- Theatrical release poster
- Kanji: ちいさな英雄－カニとタマゴと透明人間－
- Revised Hepburn: Chīsana Eiyū: Kani to Tamago to Tōmei Ningen
- Directed by: Hiromasa Yonebayashi; Yoshiyuki Momose; Akihiko Yamashita;
- Written by: Hiromasa Yonebayashi; Yoshiyuki Momose; Akihiko Yamashita;
- Produced by: Yoshiaki Nishimura
- Music by: Takatsugu Muramatsu; Masanori Shimada; Yasutaka Nakata;
- Production company: Studio Ponoc
- Distributed by: Toho
- Release date: August 24, 2018 (Japan);
- Running time: 53 minutes
- Country: Japan
- Languages: Japanese English

= Modest Heroes =

Modest Heroes (ちいさな英雄－カニとタマゴと透明人間－, Chīsana Eiyū: Kani to Tamago to Tōmei Ningen) is a 2018 Japanese animated anthology film produced by Studio Ponoc. The film is the first volume in the studio's Ponoc Short Films Theatre anthology, and includes films written and directed by Hiromasa Yonebayashi, Yoshiyuki Momose, and Akihiko Yamashita.

==Plots==
==="Kanini & Kanino"===
Kanini and Kanino are tiny anthropomorphized freshwater crab siblings who live underwater in a nearby stream. Their father, Toto, is taking care of them while their mother, Kaka, has gone away to give birth. When they suddenly find themselves alone, the siblings embark on a dangerous journey to find their father. All of the dialogue is performed in a made-up language.

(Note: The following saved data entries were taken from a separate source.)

PR #1146, opened 2025-10-11
fix(ios): Use WillEnterForeground instead of DidBecomeActive for Event::Resumed in iOS

JeffTsang:
This is a useful event to prepare your app before it enters the foreground on iOS.

### DIFF
--- a/.changes/will-enter-foreground.md
+++ b/.changes/will-enter-foreground.md
@@ -1,0 +1,5 @@
+---
+"tao": minor
+---
+
+Add WillEnterForeground event for iOS.
--- a/.changes/will-enter-foreground.md
+++ b/.changes/will-enter-foreground.md
@@ -1,5 +1,5 @@
 ---
-"tao": minor
+"tao": patch
 ---
 
 Add WillEnterForeground event for iOS.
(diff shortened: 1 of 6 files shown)


.changes/will-enter-foreground.md
```diff
@@ -0,0 +1,5 @@
+---
+"tao": minor
```
lucasfernog:
```suggestion
"tao": patch
```

lucasfernog:
I think we should use Event::Resumed for this.. it would also match the Android behavior (though that one needs a bug fix to not call the method on the first run)

JeffTsang:
Both events may have their own use cases, but if applicationWillEnterForeground is more closely aligned with Event::Resumed, it can be changed.

JeffTsang:
@lucasfernog I've updated the code to use Event::Resumed.

lucasfernog:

==="Life Ain't Gonna Lose"===
Shun Yashima is a young boy born with a lethal allergy to eggs. Every day, then, his family focuses on protecting Shun from contact with eggs. Shun has to eat special meals at school, his classmates must be careful not to spit on him and get saliva with egg all over him, and Shun has to take his allergy into consideration when he thinks about going on a school field trip. At the same time, his mother tries to maintain her career as a dance teacher. One day Shun mistakenly consumes egg products when his parents are away from home.

==="Invisible"===
A man struggles with not being seen by those around him. Throughout the day, he is ignored by everyone else, and even begins to lose his physical permanence. An unexpected stranger speaks to him... and then the invisible man suddenly has an opportunity to be a hero.

==Characters==
==="Kanini & Kanino"===
- Kanini (カニーニ, Kanīni)

- Kanino (カニーノ, Kanīno)

- Toto (トト, Tōto)

- Kaka (書か, Kāka)

==="Life Ain't Gonna Lose"===
- Mom (ママ, Mama)

- Shun Yashima (矢嶋シュン, Yashima Shun)

- Dad (パパ, Papa)

- Doctor (医者, Isha)

==="Invisible"===
- The Invisible Man (透明人間, Tōmei ningen)

- The Old Man (盲目の男性, Mōmoku no dansei)

==Production==
Studio Ponoc announced on March 27, 2018 that it would be launching a new project called the Ponoc Short Films Theatre (ポノック短編劇場, Ponokku Tanpen Gekijō), an anthology of animated short films divided into volumes based on their themes. They announced that the first volume would be titled Modest Heroes, and would consist of three short films by former Studio Ghibli staffers Hiromasa Yonebayashi, Yoshiyuki Momose, and Akihiko Yamashita. The film is produced by Yoshiaki Nishimura. Yonebayashi's 18-minute "Kanini & Kanino" (カニーニとカニーノ, Kanīni to Kanīno) is a fantasy adventure film with music composed by Takatsugu Muramatsu, who had previously worked with the director on When Marnie Was There and Mary and the Witch's Flower. Momose's 16-minute "Life Ain't Gonna Lose" (サムライエッグ, Samurai Eggu) is a drama film scored by Masanori Shimada. The soundtrack is the first Shimada has composed for a film, having previously only worked in television. Yamashita's 13-minute "Invisible" (透明人間, Tōmei Ningen) is an action film with music by Yasutaka Nakata. The anthology's ending theme song is "Chiisana Eiyū" ("Modest Heroes") by Kaela Kimura.

The film was originally intended to have four rather than three segments, with the fourth being directed by Ghibli director Isao Takahata. However, Takahata died on April 5, 2018, so the film was limited to three segments.

==Release==
The film was released in Japan on August 24, 2018. The film was released to DVD and Blu-ray by Walt Disney Japan on March 20, 2019.

On October 10, 2018, GKIDS announced it had acquired the North American distribution rights to Modest Heroes. It was released there on January 10, 2019. The North American home video package (Blu-ray/DVD combo) was released on June 18, 2019, distributed by Shout! Factory.

Modest Heroes was released onto Netflix around the world on September 6, 2019, as "A Netflix Original Movie" (except in Japan and in North America).